Problem to work on: Below is some data; print it all back exactly.

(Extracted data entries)

::::::::::

PR #348, opened 2024-04-03
Update partner-fee.md

gogonimago:
# Description

# Changes

- [ ] ...
- [ ] ...

### DIFF
--- a/docs/governance/fees/partner-fee.md
+++ b/docs/governance/fees/partner-fee.md
@@ -5,15 +5,14 @@ id: partner-fee
 
 ### Partner Fee Calculation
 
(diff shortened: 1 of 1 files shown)


mfw78 (approved):

anxolin (commented):
👍 Thanks!

Do you think this is easy to understand this article? 

For example, `The Partner Fee is calculated as the sum of all transactions traded through your integration with CoW Protocol with Partner` which is the opening phrase, seems not true

Also, the examples provided. They were extracted from some example we had in some internal documentation, but probably is not easy enough to understand?

gogonimago:
Yeah I was confused on that opening line... I'm not sure what exactly it means, especially with mentioning "Partner Fee" twice in seemingly different contexts. 

Did you write that or did someone else did

PR #25604, opened 2020-06-15
CloudWatch Logs: Adds template variable support to log groups

### LINKED ISSUE #25099: CloudWatch Logs: Variables in log group name don't get interpolated
**What happened**:

Using variables in log group names seems to be not possible like:

`/aws/ecs/containerinsights/$cluster/performance`

Variables values are  rendered.

Cloudwatch Log Insights Query Syntax with Log Group Name like: `/aws/ecs/containerinsights/$cluster/performance`

**Environment**:
- Grafana version: 7.0
- Data source type & version: Cloudwatch
- User OS & Browser: Mac / Safari
- Grafana plugins:
- Others:

### LINKED ISSUE #25185: CloudWatch Logs: Log Group not saved in panel settings when saving dashboard
**What happened**:
- Editing a log type panel with a CloudWatch Logs data source
- Set a log group
- Save the dashboard
- Close the dashboard
- Come back to the dashboard, edit the panel
- The "log group" field in the panel settings is empty and has to be filled out again
- This does not seem to affect fetching results, only the edit mode, so the log group is saved somewhere, just not displayed

Display the log group that's been saved with the panel when editing the panel

See above

-
**Environment**:
Grafana version: Grafana v7.0.1 (ef5b586)
Data source type & version: CloudWatch
OS Grafana is installed on: CentOS 7
User OS & Browser: Mac OS 10.15.4, Chrome 83.0.4103.61
Grafana plugins: NA
Others: NA

kaydelaney:
Lets a user enter custom values into the log groups selector, which are then interpolated with any template variable values.

Closes #25099 
Closes https://github.com/grafana/grafana/issues/25185

### DIFF
--- a/public/app/plugins/datasource/cloudwatch/components/LogsQueryEditor.tsx
+++ b/public/app/plugins/datasource/cloudwatch/components/LogsQueryEditor.tsx
@@ -12,7 +12,7 @@ import { CloudWatchLanguageProvider } from '../language_provider';
 import CloudWatchLink from './CloudWatchLink';
 import { css } from 'emotion';
 
-type Props = QueryEditorProps<CloudWatchDatasource, CloudWatchQuery>;
+type Props = QueryEditorProps<CloudWatchDatasource, CloudWatchQuery> & { allowCustomValue?: boolean };
 
 const labelClass = css`
   margin-left: 3px;
@@ -20,7 +20,7 @@ const labelClass = css`
 `;
 
 export const CloudWatchLogsQueryEditor = memo(function CloudWatchLogsQueryEditor(props: Props) {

::::::::::

Result:
PR #348, opened 2024-04-03
Update partner-fee.md

gogonimago:
# Description

# Changes

- [ ] ...
- [ ] ...

### DIFF
--- a/docs/governance/fees/partner-fee.md
+++ b/docs/governance/fees/partner-fee.md
@@ -5,15 +5,14 @@ id: partner-fee
 
 ### Partner Fee Calculation
 
(diff shortened: 1 of 1 files shown)


mfw78 (approved):

anxolin (commented):
👍 Thanks!

Do you think this is easy to understand this article? 

For example, `The Partner Fee is calculated as the sum of all transactions traded through your integration with CoW Protocol with Partner` which is the opening phrase, seems not true

Also, the examples provided. They were extracted from some example we had in some internal documentation, but probably is not easy enough to understand?

gogonimago:
Yeah I was confused on that opening line... I'm not sure what exactly it means, especially with mentioning "Partner Fee" twice in seemingly different contexts. 

Did you write that or did someone else did

PR #25604, opened 2020-06-15
CloudWatch Logs: Adds template variable support to log groups

### LINKED ISSUE #25099: CloudWatch Logs: Variables in log group name don't get interpolated
**What happened**:

Using variables in log group names seems to be not possible like:

`/aws/ecs/containerinsights/$cluster/performance`

Variables values are  rendered.

Cloudwatch Log Insights Query Syntax with Log Group Name like: `/aws/ecs/containerinsights/$cluster/performance`

**Environment**:
- Grafana version: 7.0
- Data source type & version: Cloudwatch
- User OS & Browser: Mac / Safari
- Grafana plugins:
- Others:

### LINKED ISSUE #25185: CloudWatch Logs: Log Group not saved in panel settings when saving dashboard
**What happened**:
- Editing a log type panel with a CloudWatch Logs data source
- Set a log group
- Save the dashboard
- Close the dashboard
- Come back to the dashboard, edit the panel
- The "log group" field in the panel settings is empty and has to be filled out again
- This does not seem to affect fetching results, only the edit mode, so the log group is saved somewhere, just not displayed

Display the log group that's been saved with the panel when editing the panel

See above

-
**Environment**:
Grafana version: Grafana v7.0.1 (ef5b586)
Data source type & version: CloudWatch
OS Grafana is installed on: CentOS 7
User OS & Browser: Mac OS 10.15.4, Chrome 83.0.4103.61
Grafana plugins: NA
Others: NA

kaydelaney:
Lets a user enter custom values into the log groups selector, which are then interpolated with any template variable values.

Closes #25099 
Closes https://github.com/grafana/grafana/issues/25185

### DIFF
--- a/public/app/plugins/datasource/cloudwatch/components/LogsQueryEditor.tsx
+++ b/public/app/plugins/datasource/cloudwatch/components/LogsQueryEditor.tsx
@@ -12,7 +12,7 @@ import { CloudWatchLanguageProvider } from '../language_provider';
 import CloudWatchLink from './CloudWatchLink';
 import { css } from 'emotion';
 
-type Props = QueryEditorProps<CloudWatchDatasource, CloudWatchQuery>;
+type Props = QueryEditorProps<CloudWatchDatasource, CloudWatchQuery> & { allowCustomValue?: boolean };
 
 const labelClass = css`
   margin-left: 3px;
@@ -20,7 +20,7 @@ const labelClass = css`
 `;
 
 export const CloudWatchLogsQueryEditor = memo(function CloudWatchLogsQueryEditor(props: Props) {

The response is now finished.